> PROBLEM TO SOLVE
Review the listing and copy each line that holds the word "correct".

> MATERIAL FOR THIS EXERCISE

PR #3881, opened 2025-01-28
Add a cypress test for testing project basic operations: create, edit, delete

### LINKED ISSUE #3880: Tests - basic operations on the project: create, edit, delete.

lorenzo-cavazzi:
See title

fix #3880

### DIFF
--- a/cypress-tests/cypress/e2e/v2/projectBasics.cy.ts
+++ b/cypress-tests/cypress/e2e/v2/projectBasics.cy.ts
@@ -2,14 +2,14 @@ import {
   getRandomString,
   validateLoginV2,
 } from "../../support/commands/general";
+import { ProjectIdentifierV2 } from "../../support/types/project.types";
 import { User } from "../../support/types/user.types";
 import {
   deleteProjectFromAPIV2,
   getProjectByNamespaceAPIV2,
-  ProjectIdentifierV2,
 } from "../../support/utils/projectsV2.utils";
 
-const sessionId = ["dashboardV2", getRandomString()];
+const sessionId = ["projectBasics", getRandomString()];
 
 beforeEach(() => {
   // Restore the session (login)
--- a/cypress-tests/cypress/e2e/v2/projectBasics.cy.ts
+++ b/cypress-tests/cypress/e2e/v2/projectBasics.cy.ts
@@ -1,12 +1,18 @@
-import { getRandomString, validateLoginV2 } from "../../support/commands/general";
-import { deleteProjectFromAPIV2, getProjectByNamespaceAPIV2, ProjectIdentifierV2 } from "../../support/utils/projectsV2.utils";
+import {
+  getRandomString,
+  validateLoginV2,
+} from "../../support/commands/general";
+import { User } from "../../support/types/user.types";
+import {
+  deleteProjectFromAPIV2,
+  getProjectByNamespaceAPIV2,
+  ProjectIdentifierV2,
+} from "../../support/utils/projectsV2.utils";
 
-// ! const sessionId = ["dashboardV2", getRandomString()];
-const sessionId = ["dashboardV2", "123"];
-const username = Cypress.env("TEST_USERNAME");
+const sessionId = ["dashboardV2", getRandomString()];
 
 beforeEach(() => {
-  // Restore the session
+  // Restore the session (login)
   cy.session(
     sessionId,
     () => {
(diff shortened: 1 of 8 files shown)


cypress-tests/cypress/e2e/v2/projectBasics.cy.ts
```diff
@@ -0,0 +1,134 @@
...
+      cy.getDataCy("navbar-project-new").click();
+      cy.location("hash").should("eq", "#create-project");
+      cy.getDataCy("new-project-modal").should("exist");
+      cy.getDataCy("project-name-input").type(projectName);
+      cy.getDataCy("project-slug-toggle").click();
+      cy.getDataCy("project-slug-input").should("have.value", projectPath);
+      cy.getDataCy("project-visibility-public").click();
+      cy.getDataCy("project-description-input").type(projectDescription);
+      cy.getDataCy("new-project-modal").contains(
+        `The URL for this project will be renkulab.io/v2/projects/${username}/${projectPath}`
```
leafty, line 63: Oh my, oh my, oh my, this is actually hard-coded 🙈 Ouch! 🤕

cypress-tests/cypress/e2e/v2/projectBasics.cy.ts
```diff
@@ -0,0 +1,134 @@
...
+      }
+    });
+  });
+
+  it("Project - create, edit and delete", () => {
+    // Create a new project
+    cy.visit("/v2");
+    cy.getUserData().then((user: User) => {
+      const username = user.username;
+      cy.get("#plus-dropdown").should("exist").click();
```
leafty, line 53: `.click()` will already test presence, visibility and uniqueness.

```suggestion
      cy.get("#plus-dropdown").click();
```

cypress-tests/cypress/e2e/v2/projectBasics.cy.ts
```diff
@@ -0,0 +1,134 @@
...
+      cy.getDataCy("navbar-project-new").click();
```
leafty, line 54:
```suggestion
      cy.getDataCy("navbar-project-new").contains("Project").click();
```

cypress-tests/cypress/e2e/v2/projectBasics.cy.ts
```diff
@@ -0,0 +1,134 @@
...
+      cy.location("hash").should("eq", "#create-project");
```
leafty, line 55: I'm not sure this line is very useful. The important part is to check that a form is presented and that completing it will make a new project, not the technical details about what the browser does.

cypress-tests/cypress/e2e/v2/projectBasics.cy.ts
```diff
@@ -0,0 +1,134 @@
...
+      cy.getDataCy("new-project-modal").should("exist");
```
leafty, line 56: Add a test to check that the modal (or modal header) contains "Create a new project".

cypress-tests/cypress/e2e/v2/projectBasics.cy.ts
```diff
@@ -0,0 +1,134 @@
...
+      cy.getDataCy("project-name-input").type(projectName);
+      cy.getDataCy("project-slug-toggle").click();
+      cy.getDataCy("project-slug-input").should("have.value", projectPath);
+      cy.getDataCy("project-visibility-public").click();
+      cy.getDataCy("project-description-input").type(projectDescription);
+      cy.getDataCy("new-project-modal").contains(
+        `The URL for this project will be renkulab.io/v2/projects/${username}/${projectPath}`
+      );
+      cy.getDataCy("project-create-button").click();
```
leafty, line 65:
```suggestion
      cy.getDataCy("project-create-button").contains("Create").click();
```

cypress-tests/cypress/e2e/v2/projectBasics.cy.ts
```diff
@@ -0,0 +1,134 @@
...
+      cy.location("pathname").should(
+        "eq",
+        `/v2/projects/${username}/${projectPath}`
+      );
```
leafty, line 69: Instead of testing this, I think it is more important to test that the new page is the newly created project page, e.g. it should contain the project title and the project description.

cypress-tests/cypress/e2e/v2/projectBasics.cy.ts
```diff
@@ -0,0 +1,134 @@
...
+
+      // Change settings
+      const modifiedProjectName = `${projectName} - modified`;
+      const modifiedProjectDescription = `${projectDescription} - modified`;
+      cy.getDataCy("project-settings-link").click();
```
leafty, line 74:
```suggestion
      cy.getDataCy("project-settings-link").contains("Settings").click();
```

cypress-tests/cypress/e2e/v2/projectBasics.cy.ts
```diff
@@ -0,0 +1,134 @@
...
+      cy.getDataCy("project-settings-general")
+        .get(".alert-success")
+        .contains("The project has been successfully updated.");
+      cy.getDataCy("project-name").should("contain", modifiedProjectName);
+      cy.getDataCy("project-description").should(
+        "contain",
+        modifiedProjectDescription
+      );
+
+      // Revert settings
```
leafty, line 103: Why do this?

cypress-tests/cypress/support/commands/general.ts
```diff
@@ -19,6 +20,38 @@ export const validateLogin = {
...
+
+      expect(response.body).property("id").to.not.be.empty;
+      expect(response.body).property("id").to.not.be.null;
+      expect(response.body).property("username").to.not.be.empty;
+      expect(response.body).property("username").to.not.be.null;
+    });
+  },
+};
+
+export const getUserData = () => {
```
leafty, line 36:
```suggestion
export function getUserData(): User {
```

cypress-tests/cypress/support/commands/general.ts
```diff
@@ -43,6 +76,7 @@ export function getRandomString(length = 8) {
 export default function registerGeneralCommands() {
   Cypress.Commands.add("getIframe", getIframe);
   Cypress.Commands.add("getDataCy", getDataCy);
+  Cypress.Commands.add("getUserData", getUserData);
```
leafty, line 79: Do not add this as command, a utility function works perfectly well.

See: https://github.com/SwissDataScienceCenter/renku/pull/3781#discussion_r1781173793.

leafty (commented):
Thanks for adding this! 👏 

Some comments below.

cypress-tests/cypress/e2e/v2/projectBasics.cy.ts
lorenzo-cavazzi: This shouldn't be necessary. `navbar-project-new` should already point to the element we want, disentangling it from the text/content that might change ("Project"? "New project"? Just an icon?).

cypress-tests/cypress/e2e/v2/projectBasics.cy.ts
lorenzo-cavazzi: I would say it's a similar case of https://github.com/SwissDataScienceCenter/renku/pull/3881/files#r1934094160
The idea behind using `getDataCy` is to disentangle getting the proper element from matching some specific text that might easily change in a future UI release.

cypress-tests/cypress/e2e/v2/projectBasics.cy.ts
lorenzo-cavazzi: Good point, I'll change it!
Similar to https://github.com/SwissDataScienceCenter/renku/pull/3881/files#r1933949049

cypress-tests/cypress/e2e/v2/projectBasics.cy.ts
leafty: That text content had never changed and it is quite important to know it says "Project" and not "Dataset" or something else.

https://docs.cypress.io/app/core-concepts/best-practices#Text-Content

> If the answer is yes because the word Submit is critical and should not be changed - then use cy.contains() to target the element. This way, if it is changed, the test will fail.

cypress-tests/cypress/e2e/v2/projectBasics.cy.ts
lorenzo-cavazzi: Oh, it doesn't really cover any additional features. I'll remove it :+1:

cypress-tests/cypress/e2e/v2/projectBasics.cy.ts
lorenzo-cavazzi: fixed in 2f9a1256175006ed30996b31ee8ed90d95f90617

cypress-tests/cypress/e2e/v2/projectBasics.cy.ts
lorenzo-cavazzi: fixed in 2f9a1256175006ed30996b31ee8ed90d95f90617

cypress-tests/cypress/e2e/v2/projectBasics.cy.ts
lorenzo-cavazzi: fixed in 2f9a1256175006ed30996b31ee8ed90d95f90617

lorenzo-cavazzi:
@leafty thank you for the review!
I implemented all the suggestions except the ones asking to check for the element text after getting it though `getDataCy`. 
The reason is here https://github.com/SwissDataScienceCenter/renku/pull/3881#discussion_r1934124831 . I'm happy to further discuss it offline if you disagree or prefer a different approach.

cypress-tests/cypress/e2e/v2/projectBasics.cy.ts
leafty: No, the idea is to CHECK that the button says "Project" and not something else. This is a major interaction ("Create a new project"), and so we should check that the important titles and buttons are present and correct.

Again, from the Cypress best practices:
> A rule of thumb is to ask yourself this:
> If the content of the element changed would you want the test to fail?
> If the answer is yes: then use [cy.contains()](https://docs.cypress.io/api/commands/contains)
> If the answer is no: then use a data attribute.

Here the text should not change unless there is a product decision to change it, so it good to do `cy.getDataCy("navbar-project-new").contains("Project")`, this will fail if we accidentally update the button text.

Note that we DO use the `data-cy` attribute to select the button, but we add the check on the button text because we do not want that button to change.

cypress-tests/cypress/e2e/v2/projectBasics.cy.ts
leafty: Please remove or comment this test.

cypress-tests/cypress/e2e/v2/projectBasics.cy.ts
```diff
@@ -0,0 +1,119 @@
...
+      cy.getDataCy("project-description").should(
+        "contain",
+        modifiedProjectDescription
+      );
+
+      // Delete project
+      cy.getDataCy("project-settings-link").click();
+      cy.getDataCy("project-delete")
+        .should("exist")
+        .contains("Are you sure you want to delete this project?");
```
leafty, line 106: What about this? This could change as text content goes.

cypress-tests/cypress/e2e/v2/projectBasics.cy.ts
lorenzo-cavazzi: Why would you want the test to fail if the text changes from "Project" to something else like "New project"? Do you think that's relevant for the acceptance test?

cypress-tests/cypress/e2e/v2/projectBasics.cy.ts
lorenzo-cavazzi: I thought `project-delete` was only the section, and matching the text would guarantee we have the proper rights to delete the project. But the section don't even show up without permissions.

I'll remove it :+1:

cypress-tests/cypress/e2e/v2/projectBasics.cy.ts
lorenzo-cavazzi: I am checking to ensure we are showing the correct expected URL.
What would be a reasonable alternative here? Perhaps just `/${username}/${projectPath}`?

cypress-tests/cypress/e2e/v2/projectBasics.cy.ts
leafty: If you use `matchCase: false` then that would not fail -> https://docs.cypress.io/api/commands/contains

It would fail upon a inserting a typo (e.g. "Projec") and would need to be updated only if a very important change is made in the UI.

lorenzo-cavazzi: And it will succeed even if we write "Delete project" :smile: 
I feel this discussion is getting a little off-topic.

To get back on track, here are the problems with accepting this suggestion:

* There is no clear rule for deciding when to check the text. You say "Project" and "Create" are important, I say "Public" and "Private" are important (what if we mess up there and users create private projects that are actually public?).  Either we always trust the `data-cy` property is correct, or we always doubt it and check the content.
* If we check for UI typos, we make the acceptance tests responsible for checking the UI. I'm very worried about going down that way because it overlaps with the [UI Cypress tests](https://github.com/SwissDataScienceCenter/renku-ui/tree/main/tests) and is not the goal of our acceptance tests.

P.S. Since the goals of the Cypress acceptance tests were a little hidden and not very clear in the Readme file, I made a PR to improve that #3884.

leafty: OK, we can go without matching text for now in the tests here.

cypress-tests/cypress/e2e/v2/projectBasics.cy.ts
```diff
@@ -0,0 +1,117 @@
...
+  });
+
+  it("Project - create, edit and delete", () => {
+    // Create a new project
+    cy.visit("/v2");
+    getUserData().then((user: User) => {
+      const username = user.username;
+      cy.getDataCy("navbar-new-entity").click();
+      cy.getDataCy("navbar-project-new").click();
+      cy.getDataCy("new-project-modal").should("exist");
```
leafty, line 56: From the `data-cy` conversation, I think we should instead check against the presence of a new project _form_ and not a _modal_. The fact that the form is presented inside a modal is not important and could change (a page, an off canvas, etc.) but there should always be a `data-cy=new-project-form` element presented to the user.

lorenzo-cavazzi: Yes, this makes sense! I dropped the use of `new-project-modal` and match the form instead 2061f524d8cb48cebaf33483b3385e1d6d00be6a

cypress-tests/cypress/e2e/v2/projectBasics.cy.ts
lorenzo-cavazzi: Oh, true. I made this more resilient to the URL changes and, following your other suggestion on dropping the matcher for `new-project-modal`, I now match the URL element more precisely 2061f524d8cb48cebaf33483b3385e1d6d00be6a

> TASK OUTPUT
leafty: No, the idea is to CHECK that the button says "Project" and not something else. This is a major interaction ("Create a new project"), and so we should check that the important titles and buttons are present and correct.
lorenzo-cavazzi: I am checking to ensure we are showing the correct expected URL.
* There is no clear rule for deciding when to check the text. You say "Project" and "Create" are important, I say "Public" and "Private" are important (what if we mess up there and users create private projects that are actually public?).  Either we always trust the `data-cy` property is correct, or we always doubt it and check the content.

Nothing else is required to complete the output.